**WORK ITEM:** Give the number of lines in the entries that contain "changed". State only the count.
(SUPPLIED INFORMATION Opens)
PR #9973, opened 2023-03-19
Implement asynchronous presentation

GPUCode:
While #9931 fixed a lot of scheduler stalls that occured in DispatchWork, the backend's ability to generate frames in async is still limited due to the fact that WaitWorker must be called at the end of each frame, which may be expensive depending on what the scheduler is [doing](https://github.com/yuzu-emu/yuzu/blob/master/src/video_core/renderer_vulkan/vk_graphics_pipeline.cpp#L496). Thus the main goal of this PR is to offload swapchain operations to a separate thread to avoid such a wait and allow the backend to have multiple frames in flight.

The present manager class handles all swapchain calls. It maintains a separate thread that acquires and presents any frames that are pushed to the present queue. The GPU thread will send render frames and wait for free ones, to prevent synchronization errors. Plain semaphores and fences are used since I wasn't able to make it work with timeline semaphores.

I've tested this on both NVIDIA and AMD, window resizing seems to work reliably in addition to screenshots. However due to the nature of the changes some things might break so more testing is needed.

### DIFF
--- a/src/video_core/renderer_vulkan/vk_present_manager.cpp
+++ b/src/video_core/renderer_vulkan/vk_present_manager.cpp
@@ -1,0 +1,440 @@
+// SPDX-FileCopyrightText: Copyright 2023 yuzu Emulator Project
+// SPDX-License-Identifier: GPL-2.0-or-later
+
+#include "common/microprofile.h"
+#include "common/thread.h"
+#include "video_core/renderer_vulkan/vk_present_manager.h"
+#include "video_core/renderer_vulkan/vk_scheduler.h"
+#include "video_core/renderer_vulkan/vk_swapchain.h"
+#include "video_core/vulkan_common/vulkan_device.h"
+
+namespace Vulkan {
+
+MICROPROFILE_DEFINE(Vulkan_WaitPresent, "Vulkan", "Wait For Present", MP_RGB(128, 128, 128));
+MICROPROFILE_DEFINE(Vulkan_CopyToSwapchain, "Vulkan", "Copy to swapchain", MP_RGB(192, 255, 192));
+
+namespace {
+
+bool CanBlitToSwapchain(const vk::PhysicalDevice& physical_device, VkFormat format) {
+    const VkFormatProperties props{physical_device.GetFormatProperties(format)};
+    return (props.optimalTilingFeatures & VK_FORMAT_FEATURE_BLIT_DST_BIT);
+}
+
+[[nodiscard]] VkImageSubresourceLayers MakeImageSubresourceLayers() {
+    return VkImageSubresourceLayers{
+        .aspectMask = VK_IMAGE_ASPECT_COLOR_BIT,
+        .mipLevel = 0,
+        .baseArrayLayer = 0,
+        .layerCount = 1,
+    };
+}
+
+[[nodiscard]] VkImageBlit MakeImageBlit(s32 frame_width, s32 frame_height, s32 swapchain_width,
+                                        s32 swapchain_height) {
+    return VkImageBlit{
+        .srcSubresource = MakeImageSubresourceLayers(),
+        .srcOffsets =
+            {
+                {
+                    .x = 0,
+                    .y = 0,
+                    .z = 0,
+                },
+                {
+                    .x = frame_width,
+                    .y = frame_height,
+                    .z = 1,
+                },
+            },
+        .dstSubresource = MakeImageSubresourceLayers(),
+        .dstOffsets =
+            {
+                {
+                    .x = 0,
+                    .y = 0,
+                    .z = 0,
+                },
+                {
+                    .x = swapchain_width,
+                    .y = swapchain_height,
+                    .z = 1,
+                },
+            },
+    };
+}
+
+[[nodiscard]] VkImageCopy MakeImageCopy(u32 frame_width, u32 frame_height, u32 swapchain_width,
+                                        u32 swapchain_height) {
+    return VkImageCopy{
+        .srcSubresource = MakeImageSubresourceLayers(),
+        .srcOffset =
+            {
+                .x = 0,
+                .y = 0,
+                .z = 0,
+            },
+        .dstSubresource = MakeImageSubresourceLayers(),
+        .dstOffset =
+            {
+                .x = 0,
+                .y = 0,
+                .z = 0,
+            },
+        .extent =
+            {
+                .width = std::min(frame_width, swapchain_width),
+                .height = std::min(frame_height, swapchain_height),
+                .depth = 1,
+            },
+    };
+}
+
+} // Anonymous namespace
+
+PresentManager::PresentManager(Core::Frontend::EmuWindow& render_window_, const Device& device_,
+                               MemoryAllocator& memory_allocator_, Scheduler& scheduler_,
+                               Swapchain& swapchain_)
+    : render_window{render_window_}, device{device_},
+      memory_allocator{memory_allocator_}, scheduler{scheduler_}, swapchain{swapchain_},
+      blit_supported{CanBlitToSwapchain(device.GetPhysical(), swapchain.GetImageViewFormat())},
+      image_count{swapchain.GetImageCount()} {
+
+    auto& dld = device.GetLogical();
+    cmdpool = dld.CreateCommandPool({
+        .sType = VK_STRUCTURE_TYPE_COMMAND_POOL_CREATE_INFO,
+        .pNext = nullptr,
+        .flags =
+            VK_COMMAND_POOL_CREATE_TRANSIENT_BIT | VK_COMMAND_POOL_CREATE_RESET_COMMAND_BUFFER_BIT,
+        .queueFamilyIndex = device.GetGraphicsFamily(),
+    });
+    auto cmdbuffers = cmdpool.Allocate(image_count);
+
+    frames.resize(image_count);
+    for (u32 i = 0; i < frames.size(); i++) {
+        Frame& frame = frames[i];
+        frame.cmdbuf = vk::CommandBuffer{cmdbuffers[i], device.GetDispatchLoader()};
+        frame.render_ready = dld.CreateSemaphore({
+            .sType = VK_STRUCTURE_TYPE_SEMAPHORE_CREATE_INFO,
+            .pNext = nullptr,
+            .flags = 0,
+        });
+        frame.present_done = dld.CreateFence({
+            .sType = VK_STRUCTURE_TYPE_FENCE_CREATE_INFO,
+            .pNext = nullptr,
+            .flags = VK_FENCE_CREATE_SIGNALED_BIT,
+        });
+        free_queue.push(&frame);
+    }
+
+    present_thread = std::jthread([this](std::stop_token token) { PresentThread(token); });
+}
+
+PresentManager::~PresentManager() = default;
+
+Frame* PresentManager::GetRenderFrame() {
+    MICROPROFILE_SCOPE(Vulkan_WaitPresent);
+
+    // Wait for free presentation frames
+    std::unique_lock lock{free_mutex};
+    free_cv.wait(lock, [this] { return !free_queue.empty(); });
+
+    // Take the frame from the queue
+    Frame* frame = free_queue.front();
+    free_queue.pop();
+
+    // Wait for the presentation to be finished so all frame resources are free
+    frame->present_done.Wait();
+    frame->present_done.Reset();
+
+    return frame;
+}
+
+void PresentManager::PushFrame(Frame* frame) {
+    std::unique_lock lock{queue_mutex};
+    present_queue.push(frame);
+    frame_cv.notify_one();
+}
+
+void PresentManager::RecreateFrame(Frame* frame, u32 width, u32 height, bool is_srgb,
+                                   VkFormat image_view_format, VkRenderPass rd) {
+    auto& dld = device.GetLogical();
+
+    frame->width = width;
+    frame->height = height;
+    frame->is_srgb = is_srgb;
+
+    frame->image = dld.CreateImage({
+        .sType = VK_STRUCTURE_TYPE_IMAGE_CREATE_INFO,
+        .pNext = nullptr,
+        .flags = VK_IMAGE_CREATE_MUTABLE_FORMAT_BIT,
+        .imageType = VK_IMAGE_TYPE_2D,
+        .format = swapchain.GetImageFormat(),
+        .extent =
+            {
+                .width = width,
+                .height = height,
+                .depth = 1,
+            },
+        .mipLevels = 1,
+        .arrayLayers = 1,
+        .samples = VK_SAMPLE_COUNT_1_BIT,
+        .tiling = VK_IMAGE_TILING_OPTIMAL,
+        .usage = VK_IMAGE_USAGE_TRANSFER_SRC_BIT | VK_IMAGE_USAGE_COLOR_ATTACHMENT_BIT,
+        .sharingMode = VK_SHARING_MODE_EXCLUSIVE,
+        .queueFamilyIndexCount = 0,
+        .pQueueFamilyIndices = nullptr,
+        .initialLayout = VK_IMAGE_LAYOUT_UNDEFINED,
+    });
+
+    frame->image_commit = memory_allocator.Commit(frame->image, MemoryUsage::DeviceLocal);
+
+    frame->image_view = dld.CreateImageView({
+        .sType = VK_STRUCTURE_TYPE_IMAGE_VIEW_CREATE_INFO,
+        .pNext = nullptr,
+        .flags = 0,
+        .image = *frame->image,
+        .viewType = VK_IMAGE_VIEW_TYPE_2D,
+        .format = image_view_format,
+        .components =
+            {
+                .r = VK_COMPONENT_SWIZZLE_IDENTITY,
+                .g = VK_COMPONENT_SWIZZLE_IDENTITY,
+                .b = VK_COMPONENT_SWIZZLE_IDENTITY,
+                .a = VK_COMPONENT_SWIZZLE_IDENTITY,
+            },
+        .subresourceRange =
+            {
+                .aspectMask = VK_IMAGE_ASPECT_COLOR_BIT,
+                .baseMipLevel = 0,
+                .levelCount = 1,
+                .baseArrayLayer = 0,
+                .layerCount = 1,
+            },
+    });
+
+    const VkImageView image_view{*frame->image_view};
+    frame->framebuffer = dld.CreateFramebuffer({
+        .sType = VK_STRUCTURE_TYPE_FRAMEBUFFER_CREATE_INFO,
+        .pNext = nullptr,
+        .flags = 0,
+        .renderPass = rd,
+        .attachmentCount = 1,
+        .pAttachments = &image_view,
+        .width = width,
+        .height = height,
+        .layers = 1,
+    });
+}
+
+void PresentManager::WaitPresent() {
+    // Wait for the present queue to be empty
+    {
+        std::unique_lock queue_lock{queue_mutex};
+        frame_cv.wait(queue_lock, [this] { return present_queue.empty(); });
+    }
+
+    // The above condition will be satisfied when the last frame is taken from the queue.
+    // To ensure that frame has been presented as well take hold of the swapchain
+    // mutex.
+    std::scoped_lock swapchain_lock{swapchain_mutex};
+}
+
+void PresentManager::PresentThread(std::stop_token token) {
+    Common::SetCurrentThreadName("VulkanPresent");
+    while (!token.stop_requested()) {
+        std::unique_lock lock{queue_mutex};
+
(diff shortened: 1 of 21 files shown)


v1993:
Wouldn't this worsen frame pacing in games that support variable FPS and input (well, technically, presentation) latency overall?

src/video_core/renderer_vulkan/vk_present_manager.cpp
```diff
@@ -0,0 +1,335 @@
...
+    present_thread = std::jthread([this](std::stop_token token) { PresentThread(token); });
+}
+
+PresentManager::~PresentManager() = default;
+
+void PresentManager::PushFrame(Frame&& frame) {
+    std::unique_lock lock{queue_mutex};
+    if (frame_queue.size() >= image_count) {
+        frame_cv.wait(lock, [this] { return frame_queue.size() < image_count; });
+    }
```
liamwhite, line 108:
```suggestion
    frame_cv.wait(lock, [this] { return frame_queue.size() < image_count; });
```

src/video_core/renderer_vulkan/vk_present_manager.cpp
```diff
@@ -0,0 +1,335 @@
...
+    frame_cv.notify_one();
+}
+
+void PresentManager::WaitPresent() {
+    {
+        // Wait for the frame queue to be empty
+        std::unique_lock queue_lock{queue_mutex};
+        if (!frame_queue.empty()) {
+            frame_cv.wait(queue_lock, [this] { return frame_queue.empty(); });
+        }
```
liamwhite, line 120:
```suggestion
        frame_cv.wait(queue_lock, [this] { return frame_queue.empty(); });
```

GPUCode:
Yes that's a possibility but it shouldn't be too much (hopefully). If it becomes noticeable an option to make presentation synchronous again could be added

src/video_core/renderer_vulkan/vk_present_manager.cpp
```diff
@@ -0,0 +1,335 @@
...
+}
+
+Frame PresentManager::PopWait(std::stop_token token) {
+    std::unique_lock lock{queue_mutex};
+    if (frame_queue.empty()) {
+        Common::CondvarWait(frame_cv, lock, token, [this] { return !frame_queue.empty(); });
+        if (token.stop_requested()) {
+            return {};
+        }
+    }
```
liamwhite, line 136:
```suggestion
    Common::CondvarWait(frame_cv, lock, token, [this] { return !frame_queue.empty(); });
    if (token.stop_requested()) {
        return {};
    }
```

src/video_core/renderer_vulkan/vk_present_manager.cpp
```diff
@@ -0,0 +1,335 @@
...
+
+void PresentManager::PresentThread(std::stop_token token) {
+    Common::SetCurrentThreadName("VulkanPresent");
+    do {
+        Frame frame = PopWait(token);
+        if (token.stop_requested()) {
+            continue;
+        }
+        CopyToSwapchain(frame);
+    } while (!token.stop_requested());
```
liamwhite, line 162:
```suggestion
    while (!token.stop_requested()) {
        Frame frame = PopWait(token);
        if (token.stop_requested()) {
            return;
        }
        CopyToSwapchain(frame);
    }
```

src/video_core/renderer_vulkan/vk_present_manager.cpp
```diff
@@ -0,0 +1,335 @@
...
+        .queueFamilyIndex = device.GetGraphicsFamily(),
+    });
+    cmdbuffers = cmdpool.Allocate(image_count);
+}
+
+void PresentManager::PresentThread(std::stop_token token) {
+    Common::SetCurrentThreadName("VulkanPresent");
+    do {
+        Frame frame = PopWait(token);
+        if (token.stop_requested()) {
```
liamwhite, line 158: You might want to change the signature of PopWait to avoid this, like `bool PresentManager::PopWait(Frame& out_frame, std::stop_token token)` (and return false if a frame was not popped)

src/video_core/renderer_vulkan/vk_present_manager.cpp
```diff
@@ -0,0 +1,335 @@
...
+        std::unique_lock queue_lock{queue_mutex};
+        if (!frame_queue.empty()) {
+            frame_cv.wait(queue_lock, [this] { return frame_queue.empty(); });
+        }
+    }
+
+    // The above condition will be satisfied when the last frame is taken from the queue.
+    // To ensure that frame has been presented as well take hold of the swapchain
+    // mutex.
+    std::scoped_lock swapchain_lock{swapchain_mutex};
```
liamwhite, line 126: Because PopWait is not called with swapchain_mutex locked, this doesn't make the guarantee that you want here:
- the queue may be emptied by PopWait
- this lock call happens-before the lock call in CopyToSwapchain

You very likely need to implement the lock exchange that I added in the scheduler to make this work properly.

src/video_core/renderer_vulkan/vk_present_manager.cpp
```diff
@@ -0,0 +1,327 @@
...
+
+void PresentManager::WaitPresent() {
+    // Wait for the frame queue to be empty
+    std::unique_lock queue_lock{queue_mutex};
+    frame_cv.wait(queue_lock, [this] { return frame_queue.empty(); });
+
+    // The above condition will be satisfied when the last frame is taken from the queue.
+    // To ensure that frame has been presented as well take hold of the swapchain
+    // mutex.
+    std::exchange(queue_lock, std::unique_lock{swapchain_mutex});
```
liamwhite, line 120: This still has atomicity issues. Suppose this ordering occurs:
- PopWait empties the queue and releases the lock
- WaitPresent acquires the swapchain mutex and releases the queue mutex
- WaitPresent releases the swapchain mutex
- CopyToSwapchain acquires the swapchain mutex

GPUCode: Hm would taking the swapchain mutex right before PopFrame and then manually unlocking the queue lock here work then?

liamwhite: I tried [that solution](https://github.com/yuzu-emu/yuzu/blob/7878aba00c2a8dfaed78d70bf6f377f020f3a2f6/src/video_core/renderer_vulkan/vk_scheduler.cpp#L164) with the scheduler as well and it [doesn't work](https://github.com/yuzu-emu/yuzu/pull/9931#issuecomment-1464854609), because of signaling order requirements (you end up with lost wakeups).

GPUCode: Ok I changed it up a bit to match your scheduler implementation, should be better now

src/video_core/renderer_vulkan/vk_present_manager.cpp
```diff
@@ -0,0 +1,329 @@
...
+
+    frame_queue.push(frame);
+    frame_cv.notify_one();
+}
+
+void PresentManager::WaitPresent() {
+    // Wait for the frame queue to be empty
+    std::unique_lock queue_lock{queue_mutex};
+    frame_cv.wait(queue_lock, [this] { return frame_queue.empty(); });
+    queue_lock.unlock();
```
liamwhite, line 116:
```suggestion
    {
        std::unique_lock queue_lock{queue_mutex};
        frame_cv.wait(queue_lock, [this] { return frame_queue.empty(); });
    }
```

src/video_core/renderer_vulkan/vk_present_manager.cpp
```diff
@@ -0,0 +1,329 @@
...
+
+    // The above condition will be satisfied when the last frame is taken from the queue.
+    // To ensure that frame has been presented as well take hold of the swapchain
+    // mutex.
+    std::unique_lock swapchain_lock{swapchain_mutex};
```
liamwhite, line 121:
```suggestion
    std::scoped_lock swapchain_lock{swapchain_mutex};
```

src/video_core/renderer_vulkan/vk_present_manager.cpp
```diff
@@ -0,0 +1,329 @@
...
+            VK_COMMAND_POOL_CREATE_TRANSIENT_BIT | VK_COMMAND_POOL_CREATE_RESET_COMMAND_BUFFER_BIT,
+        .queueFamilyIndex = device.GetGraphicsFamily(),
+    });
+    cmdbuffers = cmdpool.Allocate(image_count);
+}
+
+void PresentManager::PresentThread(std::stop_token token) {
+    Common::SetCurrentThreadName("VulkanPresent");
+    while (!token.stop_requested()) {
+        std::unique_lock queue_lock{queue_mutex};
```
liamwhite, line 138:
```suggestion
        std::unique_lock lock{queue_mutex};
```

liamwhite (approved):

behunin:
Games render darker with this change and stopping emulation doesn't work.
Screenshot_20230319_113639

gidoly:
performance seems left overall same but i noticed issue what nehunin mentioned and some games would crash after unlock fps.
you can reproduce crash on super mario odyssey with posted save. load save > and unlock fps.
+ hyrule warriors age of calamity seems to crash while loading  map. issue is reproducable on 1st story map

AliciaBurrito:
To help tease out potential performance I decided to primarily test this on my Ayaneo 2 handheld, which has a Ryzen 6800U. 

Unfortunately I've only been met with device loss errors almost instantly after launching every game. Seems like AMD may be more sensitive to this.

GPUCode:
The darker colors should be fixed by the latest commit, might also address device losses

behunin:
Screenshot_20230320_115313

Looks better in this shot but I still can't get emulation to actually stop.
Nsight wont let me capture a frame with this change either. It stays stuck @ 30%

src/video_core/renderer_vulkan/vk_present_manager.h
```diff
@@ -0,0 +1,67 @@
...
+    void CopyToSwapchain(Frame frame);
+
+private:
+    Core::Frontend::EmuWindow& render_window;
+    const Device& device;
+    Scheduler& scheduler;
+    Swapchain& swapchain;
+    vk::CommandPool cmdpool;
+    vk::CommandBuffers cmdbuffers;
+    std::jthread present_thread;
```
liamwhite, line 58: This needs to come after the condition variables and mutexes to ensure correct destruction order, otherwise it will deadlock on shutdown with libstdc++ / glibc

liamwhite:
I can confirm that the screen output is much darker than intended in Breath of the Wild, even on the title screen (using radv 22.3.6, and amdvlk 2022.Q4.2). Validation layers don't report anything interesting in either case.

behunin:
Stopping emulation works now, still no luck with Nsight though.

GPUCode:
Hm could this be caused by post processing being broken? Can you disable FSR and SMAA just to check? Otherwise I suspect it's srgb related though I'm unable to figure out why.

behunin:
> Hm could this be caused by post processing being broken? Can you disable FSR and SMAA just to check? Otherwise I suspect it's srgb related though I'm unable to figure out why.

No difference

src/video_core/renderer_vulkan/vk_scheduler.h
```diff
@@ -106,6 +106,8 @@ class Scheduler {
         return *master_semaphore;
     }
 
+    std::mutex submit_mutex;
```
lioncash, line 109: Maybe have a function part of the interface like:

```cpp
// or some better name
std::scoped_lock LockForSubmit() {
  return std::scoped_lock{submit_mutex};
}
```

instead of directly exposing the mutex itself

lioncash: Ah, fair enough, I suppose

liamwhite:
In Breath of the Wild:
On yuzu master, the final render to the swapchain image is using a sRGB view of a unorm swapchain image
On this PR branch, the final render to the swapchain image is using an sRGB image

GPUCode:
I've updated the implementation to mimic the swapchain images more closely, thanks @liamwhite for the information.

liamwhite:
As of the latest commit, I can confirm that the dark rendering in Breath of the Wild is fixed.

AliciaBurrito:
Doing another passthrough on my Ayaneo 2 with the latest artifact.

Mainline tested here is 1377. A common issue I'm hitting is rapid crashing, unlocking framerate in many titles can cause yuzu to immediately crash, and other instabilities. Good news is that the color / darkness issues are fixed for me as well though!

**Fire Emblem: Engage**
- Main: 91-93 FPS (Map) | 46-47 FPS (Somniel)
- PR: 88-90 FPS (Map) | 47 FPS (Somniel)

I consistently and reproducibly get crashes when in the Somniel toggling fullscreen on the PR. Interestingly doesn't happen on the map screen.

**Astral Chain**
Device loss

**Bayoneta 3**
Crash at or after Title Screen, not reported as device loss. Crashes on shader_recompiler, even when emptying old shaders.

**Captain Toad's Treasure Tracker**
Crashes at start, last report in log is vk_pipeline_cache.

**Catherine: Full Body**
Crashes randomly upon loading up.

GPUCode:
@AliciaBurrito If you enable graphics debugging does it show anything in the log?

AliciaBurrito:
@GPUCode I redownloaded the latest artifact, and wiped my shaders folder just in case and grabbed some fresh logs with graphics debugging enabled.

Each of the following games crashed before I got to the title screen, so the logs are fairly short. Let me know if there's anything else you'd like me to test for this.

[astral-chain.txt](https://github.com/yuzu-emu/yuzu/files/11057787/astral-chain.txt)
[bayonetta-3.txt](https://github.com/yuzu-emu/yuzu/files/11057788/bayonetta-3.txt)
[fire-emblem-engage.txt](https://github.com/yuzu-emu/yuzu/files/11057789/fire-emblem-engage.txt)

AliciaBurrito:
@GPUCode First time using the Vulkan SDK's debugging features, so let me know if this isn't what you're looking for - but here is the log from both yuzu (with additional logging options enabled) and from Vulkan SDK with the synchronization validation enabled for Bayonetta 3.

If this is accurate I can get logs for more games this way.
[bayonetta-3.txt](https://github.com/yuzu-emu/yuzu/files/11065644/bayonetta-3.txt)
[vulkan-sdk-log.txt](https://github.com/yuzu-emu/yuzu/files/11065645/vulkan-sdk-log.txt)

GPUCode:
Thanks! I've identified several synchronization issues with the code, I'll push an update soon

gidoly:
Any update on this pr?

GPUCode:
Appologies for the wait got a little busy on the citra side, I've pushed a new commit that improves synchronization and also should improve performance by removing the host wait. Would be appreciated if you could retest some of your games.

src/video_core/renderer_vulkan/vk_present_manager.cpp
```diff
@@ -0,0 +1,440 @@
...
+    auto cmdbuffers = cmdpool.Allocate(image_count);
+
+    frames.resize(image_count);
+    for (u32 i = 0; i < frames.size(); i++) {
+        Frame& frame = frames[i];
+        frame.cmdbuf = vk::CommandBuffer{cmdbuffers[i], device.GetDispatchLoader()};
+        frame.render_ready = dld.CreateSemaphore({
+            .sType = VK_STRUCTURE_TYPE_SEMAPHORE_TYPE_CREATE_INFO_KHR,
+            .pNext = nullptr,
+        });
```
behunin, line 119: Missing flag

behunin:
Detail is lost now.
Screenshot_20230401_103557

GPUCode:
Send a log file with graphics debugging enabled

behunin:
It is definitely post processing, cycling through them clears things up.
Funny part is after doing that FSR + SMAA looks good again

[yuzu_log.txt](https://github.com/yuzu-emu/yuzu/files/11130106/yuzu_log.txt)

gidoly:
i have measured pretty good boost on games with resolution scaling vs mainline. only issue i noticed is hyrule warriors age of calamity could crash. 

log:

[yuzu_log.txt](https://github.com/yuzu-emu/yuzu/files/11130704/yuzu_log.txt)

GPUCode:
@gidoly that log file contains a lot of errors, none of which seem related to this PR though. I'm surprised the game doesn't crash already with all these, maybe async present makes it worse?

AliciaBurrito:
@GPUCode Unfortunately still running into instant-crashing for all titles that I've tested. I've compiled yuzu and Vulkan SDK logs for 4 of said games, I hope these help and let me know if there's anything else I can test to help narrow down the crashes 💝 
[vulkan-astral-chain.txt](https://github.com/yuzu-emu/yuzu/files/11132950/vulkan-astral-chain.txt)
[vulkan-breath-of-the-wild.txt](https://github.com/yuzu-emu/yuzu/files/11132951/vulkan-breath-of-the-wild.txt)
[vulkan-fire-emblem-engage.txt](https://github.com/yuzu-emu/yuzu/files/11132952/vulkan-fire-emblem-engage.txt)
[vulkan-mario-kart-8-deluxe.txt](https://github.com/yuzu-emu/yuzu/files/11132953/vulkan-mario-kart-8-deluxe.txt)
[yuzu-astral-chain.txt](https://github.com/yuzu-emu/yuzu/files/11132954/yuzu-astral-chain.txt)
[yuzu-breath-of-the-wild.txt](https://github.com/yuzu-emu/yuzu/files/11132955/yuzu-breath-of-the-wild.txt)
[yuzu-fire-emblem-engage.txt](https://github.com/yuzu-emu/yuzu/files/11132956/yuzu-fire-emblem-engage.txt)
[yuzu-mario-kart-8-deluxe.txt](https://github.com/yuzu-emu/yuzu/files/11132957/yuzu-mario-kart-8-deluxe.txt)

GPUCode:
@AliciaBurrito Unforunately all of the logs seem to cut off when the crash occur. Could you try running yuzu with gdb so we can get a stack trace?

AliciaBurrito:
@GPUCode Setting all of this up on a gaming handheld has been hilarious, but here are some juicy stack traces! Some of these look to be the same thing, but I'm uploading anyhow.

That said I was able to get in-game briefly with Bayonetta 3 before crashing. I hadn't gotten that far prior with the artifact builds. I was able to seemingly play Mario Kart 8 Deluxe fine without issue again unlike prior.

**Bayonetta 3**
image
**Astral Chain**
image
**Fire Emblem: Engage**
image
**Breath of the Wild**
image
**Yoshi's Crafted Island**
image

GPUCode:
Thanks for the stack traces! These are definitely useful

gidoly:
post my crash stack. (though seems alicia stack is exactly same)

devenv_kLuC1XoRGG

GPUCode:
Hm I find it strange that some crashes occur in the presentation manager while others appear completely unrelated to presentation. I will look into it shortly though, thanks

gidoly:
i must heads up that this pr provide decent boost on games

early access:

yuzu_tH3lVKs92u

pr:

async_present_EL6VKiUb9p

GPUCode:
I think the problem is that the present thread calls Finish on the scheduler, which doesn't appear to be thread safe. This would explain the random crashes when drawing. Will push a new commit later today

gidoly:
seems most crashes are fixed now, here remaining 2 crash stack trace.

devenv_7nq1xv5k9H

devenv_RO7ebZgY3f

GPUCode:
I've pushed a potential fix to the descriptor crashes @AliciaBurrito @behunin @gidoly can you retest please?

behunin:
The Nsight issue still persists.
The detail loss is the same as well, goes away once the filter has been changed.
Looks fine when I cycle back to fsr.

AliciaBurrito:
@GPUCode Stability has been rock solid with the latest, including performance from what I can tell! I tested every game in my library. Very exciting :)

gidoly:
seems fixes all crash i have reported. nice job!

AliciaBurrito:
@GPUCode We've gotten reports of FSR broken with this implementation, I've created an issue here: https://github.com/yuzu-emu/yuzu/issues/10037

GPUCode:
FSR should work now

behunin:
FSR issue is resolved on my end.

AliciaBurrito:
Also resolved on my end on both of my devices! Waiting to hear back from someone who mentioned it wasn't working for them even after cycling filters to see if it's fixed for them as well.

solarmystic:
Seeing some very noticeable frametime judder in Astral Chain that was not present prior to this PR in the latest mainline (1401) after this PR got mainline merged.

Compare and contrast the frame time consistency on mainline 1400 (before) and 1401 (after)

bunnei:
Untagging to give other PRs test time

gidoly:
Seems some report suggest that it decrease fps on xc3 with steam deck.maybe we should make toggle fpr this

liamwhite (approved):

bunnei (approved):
(SUPPLIED INFORMATION Closes)
**ANSWER AREA:** 2